PR #791, opened 2020-12-01
Few fixes for Email field

### LINKED ISSUE #450: Field type 'Email' doesn't work with addFields();
When an 'Email' field type is added within addFields(), it is ignored. This might be a problem for other new fields as well but I haven't tested.

```
// Works
$model->addField('email', ['Email']);

// Doesn't work
$model->addFields([['email', ['Email']]]);
```

### LINKED ISSUE #471: Field type 'Email' stores NULL as empty string
When a NULL value is passed to a field of type 'Email', it seems to be stored as an empty string instead of NULL value.

DarkSide666:
fix #471 
fix #450

### DIFF
--- a/src/Field/Email.php
+++ b/src/Field/Email.php
@@ -49,6 +49,10 @@ class Email extends Field
      */
     public function normalize($value)
     {
+        if ($value === null) {
+            return $value;
+        }
+
         // split value by any number of separator characters
         $emails = preg_split('/[' . implode('', array_map('preg_quote', $this->separator)) . ']+/', $value, -1, PREG_SPLIT_NO_EMPTY);
 
--- a/tests/FieldTypesTest.php
+++ b/tests/FieldTypesTest.php
@@ -41,7 +41,7 @@ class FieldTypesTest extends \atk4\schema\PhpunitTestCase
         $m->save();
         $this->assertSame('foo@example.com', $m->get('email'));
 
-        // padding, spaceing etc removed
+        // padding, spacing etc removed
         $m->set('email', " \t " . 'foo@example.com ' . " \n ");
         $m->save();
         $this->assertSame('foo@example.com', $m->get('email'));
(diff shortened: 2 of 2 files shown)


src/Field/Email.php
```diff
@@ -49,6 +49,10 @@ class Email extends Field
      */
     public function normalize($value)
```
mvorisek, line 50:
```suggestion
    public function normalize($value): ?string
```

tests/FieldTypesTest.php
```diff
@@ -31,21 +31,45 @@ public function testEmailBasic()
...
+        $m->save();
+        $this->assertNull($m->get('email'));
+
+        // normal value
         $m->set('email', 'foo@example.com');
         $m->save();
         $this->assertSame('foo@example.com', $m->get('email'));
 
-        // padding removed
+        // padding, spaceing etc removed
```
mvorisek:
```suggestion
        // padding, spacing etc removed
```

tests/FieldTypesTest.php
```diff
@@ -31,21 +31,45 @@ public function testEmailBasic()
...
         $this->assertSame('foo@example.com', $m->get('email'));
 
+        // no domain - go to hell :)
         $this->expectException(ValidationException::class);
         $this->expectExceptionMessage('does not have domain');
         $m->set('email', 'qq');
     }
 
-    public function testEmailMultiple()
+    public function testMultipleEmailFields()
```
mvorisek: I do not think we need this test

src/Field/Email.php
DarkSide666: Parent Field class do not have return value type set. Will that be OK to set it here?

tests/FieldTypesTest.php
DarkSide666: I added this test here to show how it's working (see https://github.com/atk4/data/issues/450).
But probably you're right that this do not solve anything, just adds another test to prove that #450 can be closed :)

mvorisek: addFields is absolutely unrelated with email, I do not think we should test it, it also add LOC to maintain

PR #792, opened 2020-12-01
Add testcase for never_persist vs never_save

### LINKED ISSUE #408: Model::addExpression typecast/normalization issues with int = 0 and never_persist = true
Hi there,
I just discovered this:
In one of my models, I add an Expression like this:

```
 $this->model->addExpression('ctc_is_approved', [$this->model->expr("(SELECT `is_approved` FROM `company_to_calendar` WHERE `company_id`= [] AND `calendar_id` = `calendar`.`id`)", [$this->app->auth->user->get('id')]), 'type' => 'integer', 'system' => true]);
```
   
In this case, if `is_approved` is set to 0 (zero) in mysql, it gets casted/normalized correctly and represented as int(0) in PHP. However, adding `never_persist => true` to this expression changes this:

```
 $this->model->addExpression('ctc_is_approved', [$this->model->expr("(SELECT `is_approved` FROM `company_to_calendar` WHERE `company_id`= [] AND `calendar_id` = `calendar`.`id`)", [$this->app->auth->user->get('id')]), 'type' => 'integer', 'system' => true, 'never_persist' => true]);
```

Now, if `is_approved` is set to 0 (zero) in mysql, it gets casted/normalized to `NULL` instead of int(0).
Didnt dig deeper into this yet, maybe `never_persist => true` skips persistence typecasting/normalization when loading?

Best regards
Philipp

DarkSide666:
Adds testcase for fix #408 to show that it's as expected.

### DIFF
--- a/tests/ExpressionSqlTest.php
+++ b/tests/ExpressionSqlTest.php
@@ -35,15 +35,25 @@ class ExpressionSqlTest extends \atk4\schema\PhpunitTestCase
         $db = new Persistence\Sql($this->db->connection);
         $i = (new Model($db, 'invoice'));
 
-        $i->addExpression('is_approved', [$i->expr("0"), 'type' => 'integer', 'system' => true]);
-        $i->addExpression('is_sent', [$i->expr("0"), 'type' => 'integer', 'system' => true, 'never_persist' => true]);
+        $i->addExpression('is_bad', [$i->expr("0"), 'type' => 'integer', 'system' => true]);
+        $i->addExpression('is_worse', [$i->expr("0"), 'type' => 'integer', 'system' => true, 'never_save' => true]);
+        $i->addExpression('is_worst', [$i->expr("0"), 'type' => 'integer', 'system' => true, 'never_persist' => true]);
+        $i->addExpression('is_good', [$i->expr("1"), 'type' => 'integer', 'system' => true]);
+        $i->addExpression('is_better', [$i->expr("1"), 'type' => 'integer', 'system' => true, 'never_save' => true]);
+        $i->addExpression('is_best', [$i->expr("1"), 'type' => 'integer', 'system' => true, 'never_persist' => true]);
         $i->loadAny();
 
-var_dump($i->get());
-        $this->assertSame(0, $i->get('is_approved'));
-        $this->assertSame(0, $i->get('is_sent'));
+        // normal fields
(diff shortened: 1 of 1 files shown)


tests/ExpressionSqlTest.php
```diff
@@ -239,4 +239,37 @@ public function testExpressionActionAlias()
         $q = $m->action('fx0', ['sum', 'x']);
         $this->assertEquals([0 => ['sum_x' => 5]], $q->getRows());
     }
+
+
+    public function test408()
```
mvorisek: very bad name

also two blank NL before - fix CS

tests/ExpressionSqlTest.php
```diff
@@ -239,4 +239,37 @@ public function testExpressionActionAlias()
...
+        $this->setDb([
+            'invoice' => [
+                ['foo' => 'bar'],
+            ],
+        ]);
+
+        $db = new Persistence\Sql($this->db->connection);
+        $i = (new Model($db, 'invoice'));
+
+        $i->addExpression('is_bad', [$i->expr("0"), 'type' => 'integer', 'system' => true]);
```
mvorisek: use better names, like `zero_basic`, `zero_never_save`, ... `one_never_persist`

tests/ExpressionSqlTest.php
```diff
@@ -239,4 +239,37 @@ public function testExpressionActionAlias()
...
+    public function test408()
+    {
+        $this->setDb([
+            'invoice' => [
+                ['foo' => 'bar'],
+            ],
+        ]);
+
+        $db = new Persistence\Sql($this->db->connection);
+        $i = (new Model($db, 'invoice'));
```
mvorisek: no need for outer ()

tests/ExpressionSqlTest.php
mvorisek:
```suggestion
    public function testNeverSaveNeverPersist()
```

tests/ExpressionSqlTest.php
```diff
@@ -239,4 +239,37 @@ public function testExpressionActionAlias()
         $q = $m->action('fx0', ['sum', 'x']);
         $this->assertEquals([0 => ['sum_x' => 5]], $q->getRows());
     }
+
```
mvorisek, line 242:
```suggestion
```

PR #800, opened 2020-12-09
Add hintable fields support

mvorisek:
see how to use in https://github.com/atk4/ui/pull/1559

then we can convert all tests to it

### DIFF
--- a/tests/ContainsManyTest.php
+++ b/tests/ContainsManyTest.php
@@ -18,6 +18,9 @@ use Atk4\Data\Model;
 
 /**
  * Invoice model.
+ *
+ * @property Line2  $lines       @Atk\RefMany()
+ * @property string $total_gross @Atk\Field()
  */
 class Invoice2 extends Model
 {
@@ -35,7 +38,7 @@ class Invoice2 extends Model
         $this->containsMany('lines', ['model' => [Line2::class], 'caption' => 'My Invoice Lines']);
 
         // total_gross - calculated by php callback not by SQL expression
-        $this->addCalculatedField('total_gross', function ($m) {
+        $this->addCalculatedField($this->fieldName()->total_gross, function (self $m) {
             $total = 0;
             foreach ($m->ref('lines') as $line) {
                 $total += $line->get('total_gross');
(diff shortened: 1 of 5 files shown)


mvorisek:
@georgehristov can you approve? I will then add to more tests and adjust the ui PR.

DarkSide666:
What license is for `mahalux/atk4-hintable` ?

mvorisek:
> 
> 
> What license is for `mahalux/atk4-hintable` ?

free for use as lib, donations welcomed if helpful for corporate clients :)

tests/ContainsManyTest.php
```diff
@@ -51,8 +52,8 @@ protected function init(): void
         // discounts_total_sum - calculated by php callback not by SQL expression
         $this->addCalculatedField('discounts_total_sum', function (self $m) {
             $total = 0;
-            foreach ($m->ref('lines') as $line) {
-                $total += $line->get('total_gross') * $line->get('discounts_percent') / 100;
+            foreach ($m->lines as $line) {
+                $total += $line->total_gross * $line->get('discounts_percent') / 100;
```
DarkSide666: could be also `$line->discounts_percent`, right?

mvorisek: Of course! About 1000 more replaces ;-)

Working with PHPStan team to fix Model iterator support, then probably replace everything with Rector.

DarkSide666 (approved):
Real magic, but looks good to use and interesting as a bit different coding example.
Also important that it's 100% BC, so if you don't want to use this magic in your code - no worries.

georgehristov:
Really good @mvorisek. 
My only comment would be that it is preferrable to have this into data directly to avoid dependency on external package.

DarkSide666:
> Really good @mvorisek.
> My only comment would be that it is preferrable to have this into data directly to avoid dependency on external package.

Probably not in data directly, but in atk4/core because we can maybe use similar approach for atk4/ui controls too.

tests/ContainsManyTest.php
mvorisek: discussion here: https://github.com/phpstan/phpstan/discussions/4220#discussioncomment-191882

PR #801, opened 2020-12-09
[fix] Model::duplicate

georgehristov:


src/Model.php
```diff
@@ -1178,12 +1178,14 @@ public function reload()
      */
     public function duplicate($newId = null)
     {
-        $this->setId(null);
+        $this->entityId = null;
```
mvorisek: Entity approach must satisty several axioms. One of them is to never allow to assing different ID to the same instance.

So I think we should remove duplicate completely or clone before at the beginning of this method and return the cloned model then.

tests/RandomTest.php
```diff
@@ -497,6 +497,49 @@ public function testNewInstance()
...
+        $m->load(1)->duplicate()->save();
+
+        $this->assertSame([
+            ['dat' => '18/12/12'],
+            ['dat' => '12/12/12'],
+            ['dat' => '18/12/12'],
+        ], $m->export(['dat']));
+    }
+
+    public function testDuplicate2()
```
mvorisek: can we have 3rd test? No, not really, use better test method names...

src/Model.php
georgehristov: Removal of method is not good option as functionality is useful.
Cloning model and returning it is a good option but `$entityId` is private. how to clear it best?

georgehristov: I came up with following code but it does not work as even if model unloaded `$entityId` value remains saved. I think this is not the correct behavior

```
    public function duplicate($newId = null): self
    {
        $duplicate = clone $this;

        $duplicate->unload();

        $duplicate->setMulti($this->data);

        if ($duplicate->id_field) {
            $duplicate->setId($newId);
        }

        return $duplicate;
    }
```

mvorisek: simply set entityId to null after clone, + then set whateer needed (unload, reset dirty, do your research)

tests/RandomTest.php
```diff
@@ -497,6 +497,49 @@ public function testNewInstance()
         $this->assertTrue(isset($a->persistence));
     }
 
+    public function testDuplicateSaveNew()
```
mvorisek, line 500: 👍

src/Model.php
georgehristov: I can make it work but code is not consistent.
The problem I see is that clearing `entityId` should be done with `unload`. What is unload doing otherwise?

mvorisek: Definitely not in unload, as this will open up entity which we do not want.

georgehristov: But unload is exactly clearing the model from the entity.
I know it is "transitional" but something is not right.

mvorisek: really?

DarkSide666: Is entityId cleared when cloning model? Probably should be.

DarkSide666 (approved):
If it works like this (also clears entityId) then it's fine with me.

BUT I think that probably we have to finish refactoring this Model / Entity situation and then quite many internal things will change anyway. Currently this Model/Entity approach looks wrong and hard to use and understand.

src/Model.php
mvorisek: clone should not normally do these things

as a design rule, otherwise there is not a real issues

but to satisfy standards as well, we should do that in special method

now in duplciate() :)

src/Model.php
```diff
@@ -1173,20 +1173,20 @@ public function reload()
      * record in the database.
      *
      * @param mixed $newId
-     *
-     * @return $this
      */
-    public function duplicate($newId = null)
+    public function duplicate($newId = null): self
```
mvorisek: annotate with `@return static` and remove `: self`, otherwise `static` return type is not recognized by most IDEs/analysers (until we can support native PPH 8 `static` return type)

src/Model.php
```diff
@@ -1173,18 +1173,20 @@ public function reload()
...
+        $duplicate = (clone $this);
 
-        if ($this->id_field) {
-            $this->setId($newId);
+        $duplicate->dirty = $this->data;
+
+        $duplicate->entityId = null;
+
+        if ($duplicate->id_field) {
+            $duplicate->setId($newId);
```
mvorisek: this is super questionable, as by "allowing ID to be set easily", we "allow to overwrite existing record with that ID by simply allowing to call save()"

mvorisek (changes requested):

src/Model.php
georgehristov: Yes, we do but this is existing functionality. We should otherwise remove the `$newId` parameter and allow saving as new record only.

mvorisek: I would highly prefer that - throw if more than 0 args are given

src/Model.php
georgehristov: I am still of the opinion that if we support `unload` then entityId should be cleared. All other values are cleared.

mvorisek: You got me for 1, 2 seconds. The answer is clear no.

> Entity approach must satisty several axioms. One of them is to never allow to assing different ID to the same instance.
> 
> So I think we should remove duplicate completely or clone before at the beginning of this method and return the cloned model then.

because if we allow to unset `entityId`, it can be easily changed, and this axiom will be violated. This any code that clears `entityId` is dangerous (except you know what you are dooing or do that on a fresh clone)

georgehristov: Then we should remove `unload` method as it is not working properly at the moment or just use it to return a fresh object without entity loaded.

tests/RandomTest.php
```diff
@@ -497,6 +497,43 @@ public function testNewInstance()
...
+            'rate' => [
+                ['dat' => '18/12/12', 'bid' => 3.4, 'ask' => 9.4],
+                ['dat' => '12/12/12', 'bid' => 8.3, 'ask' => 9.2],
+            ],
+        ]);
+
+        $db = new Persistence\Sql($this->db->connection);
+        $m = new Model_Rate($db);
+
+        $m->load(1)->duplicate()->save();
```
mvorisek, line 512: this is weird with word `duplicate` as save will create a new record

we should rename it to `duplicateAndUnload` at least. Then this PR LGTM.

src/Field.php
```diff
@@ -18,10 +18,10 @@
  */
 class Field implements Expressionable
 {
-    use TrackableTrait;
     use DiContainerTrait;
```
mvorisek: merge develop into this PR instead, see https://github.com/atk4/data/pull/812

tests/RandomTest.php
georgehristov: The whole point of duplicating is to use the existing data for a new record. We are not unloading, only clearing the entityId.
What we can do is include the `save` already in the method.
But the idea is that we can duplicate data, change one or 2 fields and then save.

src/Model.php
georgehristov: Done

mvorisek (approved):
main issues (cloning, no `$newId`) resolved

tests/RandomTest.php
mvorisek: I see, data are retained, LGTM

src/Model.php
mvorisek: `unload` unloads data, but keep entity bound to a specific ID

I think there are usecases for it.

*WHAT IS REQUIRED*.
Would you set down, word for word, the lines from the opening of the entries above through the line with "of separator characters", both included, and no others?

*RESPONSE AREA*.
PR #791, opened 2020-12-01
Few fixes for Email field

### LINKED ISSUE #450: Field type 'Email' doesn't work with addFields();
When an 'Email' field type is added within addFields(), it is ignored. This might be a problem for other new fields as well but I haven't tested.

```
// Works
$model->addField('email', ['Email']);

// Doesn't work
$model->addFields([['email', ['Email']]]);
```

### LINKED ISSUE #471: Field type 'Email' stores NULL as empty string
When a NULL value is passed to a field of type 'Email', it seems to be stored as an empty string instead of NULL value.

DarkSide666:
fix #471 
fix #450

### DIFF
--- a/src/Field/Email.php
+++ b/src/Field/Email.php
@@ -49,6 +49,10 @@ class Email extends Field
      */
     public function normalize($value)
     {
+        if ($value === null) {
+            return $value;
+        }
+
         // split value by any number of separator characters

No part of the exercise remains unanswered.